This morning, Debian told me there was an important security update, and wanted to upgrade me to the latest version of Firefox-ESR. Which, a browser being a rather large attack surface, I went ahead and installed.
A couple of the extensions I was using are no longer supported. And rendering for various sites is messed up, with (some) text coming out in 1980s Epson 9-wire printer quality. Various fixed-size text in the browser itself comes out tiny. Ugh.
Meanwhile, in the Windows 10 world, Joy's laptop received an official Microsoft update overnight, and apparently a bunch of stuff has changed, with new and complicated user-interface misfeatures cropping up where once was straightforwardness. Which is yet another good, if unanticipated, reason for locking my parents' PC at Windows 7: I was worried about the learning curve for the 7-to-10 transition, but it hadn't even occurred to me that subsequent "routine" updates would mess with the UI.

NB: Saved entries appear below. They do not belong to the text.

Issue #3017, opened 2021-01-22
Tensor-Composite (for Visualization Aid)


myungjoo:
This is very similar with tensor-merge.
This is supposed to do video-composite with tensor streams (that can be decoded into ```video/x-raw``` with ```tednsor-decoder::directvideo```) and video positions encoded in tensor streams (e.g., in a "tensors" stream, first tensor has video content and second tensor has the top-left coordinates and effective size)

Usage example:
With src0: 640:480:3, 4 and src1 : 200:200:1, 4, sink0: 640:480:3
```
... ! tensor-composite name=EXAMPLE mode=video-merge color=0:original-RGB,1:monotone-red background=0 z-order=0,1 ! ...
```

The second tensor (proposal) [4] = { TOP-LEFT POSITION X, TOP-LEFT POSITION Y, WIDTH, HEIGHT }, this is ignored if it is designated as "background". If it is the designated background, it is already overriden with [ 0, 0, tensor-size-x, tensor-size-y ].

The example draws src1's points at the position and size of src1's 2nd tensor value with "red" if the value is non-zero. We may imagine that if it is "grayscale-blue", then, it will paint [ R=0, G=0, B=255 * tensor-value / max-value ].

TODO:
- [ ] Write tensor-merge
- [ ] (for optimization with tensor-decoder & tensor-converter) Allow tensor-decoder to shoot other/tensors, generating the above src0/src1.

jaeyun-jung:
tensor-flexcrop

input (other/tensors)
- 1st : origin tensor [c,w,h]
- 2nd : list of region info [x,y,w,h] / max num 16  ---> fixed size of buffer (num_crop + sizeof (guint) * 4 * 16)

output (other/tensors)
- original (option) + cropped
- how can we support dynamic dimension? (fixed dimension (limit of max w/h) + meta, or dynamic dimension on t-demux/t-filter)

myungjoo:
> tensor-flexcrop
> 
> input (other/tensors)
> 
> * 1st : origin tensor [c,w,h]
> * 2nd : list of region info [x,y,w,h] / max num 16  ---> fixed size of buffer (num_crop + sizeof (guint) * 4 * 16)
> 
> output (other/tensors, or other/tensors-cropped -flex?)
> 
> * original (option) + cropped
> * how can we support dynamic dimension? (fixed dimension (limit of max w/h) + meta, or dynamic dimension on t-demux/t-filter)

[...]

PR #4298, opened 2023-10-26
tensor_compositor suggestion

myungjoo:
To jump start #3017, a usage example is added.
Let's add more idea before writing codes.

This can be used to put cropped tensors into a normalized dimension, too.

### DIFF
--- a/gst/nnstreamer/elements/gsttensor_compositor.c
+++ b/gst/nnstreamer/elements/gsttensor_compositor.c
@@ -1,0 +1,42 @@
+/* SPDX-License-Identifier: LGPL-2.1-only */
+/**
+ * Copyright (C) 2023 Samsung Electronics Co., Ltd.
+ *
+ * @file        gsttensor_compositor.c
+ * @date        26 Oct 2023
+ * @brief       GStreamer element to composite multiple tensor streams
+ * @see         https://github.com/nnstreamer/nnstreamer
+ * @author      MyungJoo Ham <myungjoo.ham@samsung.com>
+ * @bug         No known bugs except for NYI items.
+ */
+
+
+/**
+ * SECTION:element-tensor_compositor
+ *
+ * tensor_compositor is a GStreamer element to composite tensor streams.
+ *
+ * tensor_compositor can have multiple sink pads of other/tensors,
+ * and has a single source pad of other/tensors.
+ * It is similar to the compositor element, which composites video streams.
+ * And intuitively, the input tensor streams can be regarded as video streams
+ * to be composited by the element.
+ *
+ * If the two input tensors are to be composited disjointedly without any
+ * padding or filling, it can be done by tensor_merge, too.
+ *
+ * The input streams may have different dimensions or formats; however,
+ * the input streams should have the same number of tensors (num_tensors),
+ * and the same types for every matching tensor (e.g., uint8, float32, ...).
+ *
+ * The output is always other/tensors,format=static.
+ *
+ * <refsect2>
+ * <title>Example launch line</title>
+ * |[
+ * gst-launch-1.0 videotestsrc ! videoconvert ! video/x-raw,format=RGB,width=640,height=480 ! tensor_converter ! cmp.sink_0
+ *     videotestsrc ! videoconvert ! video/x-raw,format=RGB,width=1920,height=1080 ! tensor_converter ! cmp.sink_1
+         tensor_compositor name=cmp num_tensors=1 types=uint8 dimensions=3:1920:1080 sink_0::z_order=1 sink_1::z_order=2 sink0::pos=0:640:480 sink1::pos=0:0:0 merge_logic=add ! tensor_decoder mode=direct_video ! videoconvert ! autovideosink
+ * ]|
+ * </refsects>
+ */


gst/nnstreamer/elements/gsttensor_compositor.c
```diff
@@ -0,0 +1,42 @@
...
+ * and the same types for every matching tensor (e.g., uint8, float32, ...).
+ *
+ * The output is always other/tensors,format=static.
+ *
+ * <refsect2>
+ * <title>Example launch line</title>
+ * |[
+ * gst-launch-1.0 videotestsrc ! videoconvert ! video/x-raw,format=RGB,width=640,height=480 ! tensor_converter ! cmp.sink_0
+ *     videotestsrc ! videoconvert ! video/x-raw,format=RGB,width=1920,height=1080 ! tensor_converter ! cmp.sink_1
+         tensor_compositor name=cmp num_tensors=1 types=uint8 dimensions=3:1920:1080 sink_0::z_order=1 sink_1::z_order=2 sink0::pos=0:640:480 sink1::pos=0:0:0 merge_logic=add ! tensor_decoder mode=direct_video ! videoconvert ! autovideosink
```
wooksong, line 39: We can implement ```tensor_compositor``` as a GstBin element that contains ```tensor_transform```, ```tensor_merge```, and etc.

myungjoo: Can you do "composite": e.g., [ [10, 11 ], [20, 21] ] ,  [ [ 100 ] ] =composite=> [ [10, 100 ], [ 20, 21 ] ] or [ [10, 11], [100, 21] ], depending on the properties, with transform and merge? (you need to make them overlapped or summed)

myungjoo:

## Review — tensor_compositor suggestion

Reviewing this as what it declares itself to be — a design sketch to jump-start #3017, not an implementation. The design itself reads well: the "input tensor streams behave like video streams to a `compositor`" framing is the right mental model, and calling out that the disjoint no-padding case is already `tensor_merge` is a useful boundary. Comments below are about the form it lands in and about details of the proposal that will matter once someone implements it.

### 1. (Major) A `.c` file with no code is the wrong container for a proposal

`gst/nnstreamer/elements/gsttensor_compositor.c` contains only a header block and a `SECTION:` doc comment. It is not added to `gst/nnstreamer/meson.build`, so it is never compiled, never linted, and never covered by any test — but it sits in the elements directory looking exactly like a real element. Anyone grepping `gst/nnstreamer/elements/` for available elements will find it, and `gtk-doc`-style `SECTION:` blocks are harvested by documentation tooling, so this can surface as a documented element that does not exist.

Please move the content to `Documentation/` (or into #3017 itself, which is where the discussion belongs) and keep `gst/nnstreamer/elements/` for things that build. If you want the design to live next to the future implementation, a `.md` in that directory would at least not be mistaken for a translation unit.

### 2. (Major) The example launch line does not parse

```
gst-launch-1.0 videotestsrc ! ... ! cmp.sink_0
    videotestsrc ! ... ! cmp.sink_1
     tensor_compositor name=cmp num_tensors=1 types=uint8 dimensions=3:1920:1080 sink_0::z_order=1 sink_1::z_order=2 sink0::pos=0:640:480 sink1::pos=0:0:0 merge_logic=add ! ...
```

Three problems, and since this text is the entire specification, they will be copied into the implementation:

- **Pad names are inconsistent within one line:** `sink_0::z_order` / `sink_1::z_order` versus `sink0::pos` / `sink1::pos`. The rest of nnstreamer (`tensor_mux`, `tensor_merge`) uses `sink_%u`, so `sink_0::pos` is the correct form. Pick one and use it everywhere.
- **`pos` has three components** (`pos=0:640:480`) while the element is described as compositing 2D-image-like tensors. Is the leading `0` a channel offset, a tensor index, or a z-coordinate? Given `dimensions=3:1920:1080` puts channels first, an offset that mirrors the dimension order is defensible — but it needs to be stated, because "position" in the `compositor` element it is modelled on is 2D (`xpos`/`ypos`).
- **`merge_logic=add` is never explained.** What are the other values, and what happens where two inputs overlap and `z_order` already defines precedence? If `z_order` decides the winner, `merge_logic` is redundant; if `merge_logic` decides, `z_order` is. This is the single most important open question in the design and the sketch does not answer it.

Also, line 3 of the example is indented with a stray extra space relative to line 2, and there is no `\` continuation — as written it is not copy-pasteable.

### 3. (Minor) Malformed doc block

`<refsect2>` is closed with `</refsects>`. It will not match, and any gtk-doc-style processing of the block will misbehave.

### 4. (Minor) Design questions the sketch should answer before implementation starts

Since the point of the PR is to collect ideas, these are the ones I would want settled in the text:

- **Background / uncovered regions.** With `z_order` and explicit positions, output areas covered by no input are possible. Zero-filled? A `background` property? For a quantized uint8 tensor, "zero" is not neutral.
- **`num_tensors` must match across inputs** is stated; **what happens when it does not** is not. Caps negotiation failure, presumably — worth saying so, since that is the behavior tests will assert.
- **Synchronization.** `tensor_mux`/`tensor_merge` expose `sync-mode`/`sync-option` and the docs for `tensor_mux` explicitly discuss when to create output tensors. A compositor with N sink pads has exactly the same problem and the sketch is silent on it. Reusing the existing `sync-mode`/`sync-option` vocabulary would be the consistent choice.
- **Type promotion.** "the same types for every matching tensor" forbids mixing uint8 and float32 inputs. That is a reasonable v1 constraint, but the stated use case ("put cropped tensors into a normalized dimension") often involves exactly that mix, so it is worth confirming the constraint is intentional.
- **Relationship to `tensor_crop`.** The PR body mentions the cropped-tensor use case; if `tensor_crop` output is the expected upstream, the dimension/format contract between the two should be part of the design.

### Other checks

- **Regression risk:** none. Nothing is built and no existing module is touched.
- **Tests:** none, and none are needed at this stage — but note that if this file lands as-is, there is no CI signal of any kind attached to it, so it cannot rot loudly. That is another argument for item 1.
- **API/ARCHITECTURE docs:** this PR *is* the doc; once an implementation lands, `Documentation/component-description.md` will need a `tensor_compositor` entry alongside `tensor_mux`/`tensor_merge`/`tensor_split`.
- **Security:** none. No back-door-shaped code found (there is no code).

Given the age of this PR (open since 2023) and that it carries no code, consider whether #3017 is the better home for the design text and this PR can be closed once the content is moved there.

myungjoo:
Abandoning this. Anyone can resume it.

PR #4301, opened 2023-10-30
[Common] macro for max number of tensors

jaeyun-jung:
Change definition for the max number of tensors (256), and update related code.


myungjoo (approved):

anyj0527 (approved):
LGTM👍

PR #4305, opened 2023-11-01
[Python] validate tensors info

jaeyun-jung:
Validate output tensors info after parsing pyobject.

### DIFF
--- a/ext/nnstreamer/extra/nnstreamer_python3_helper.cc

Update: Oh, it just gets better. Firefox has had Issues with printing to Postscript printers since it was Netscape, but usually the trouble manifests itself in the printer (or the Linux Postscript-to-printer translation filter) bombing with some full-page error message about a stack overflow, malformed operand, or some such. Now? Some pages display OK, but print as illegible spotty gibberish - it's like the document was rendered at the correct scale, but at 20 DPI or something, using a font not designed for such low pixel counts.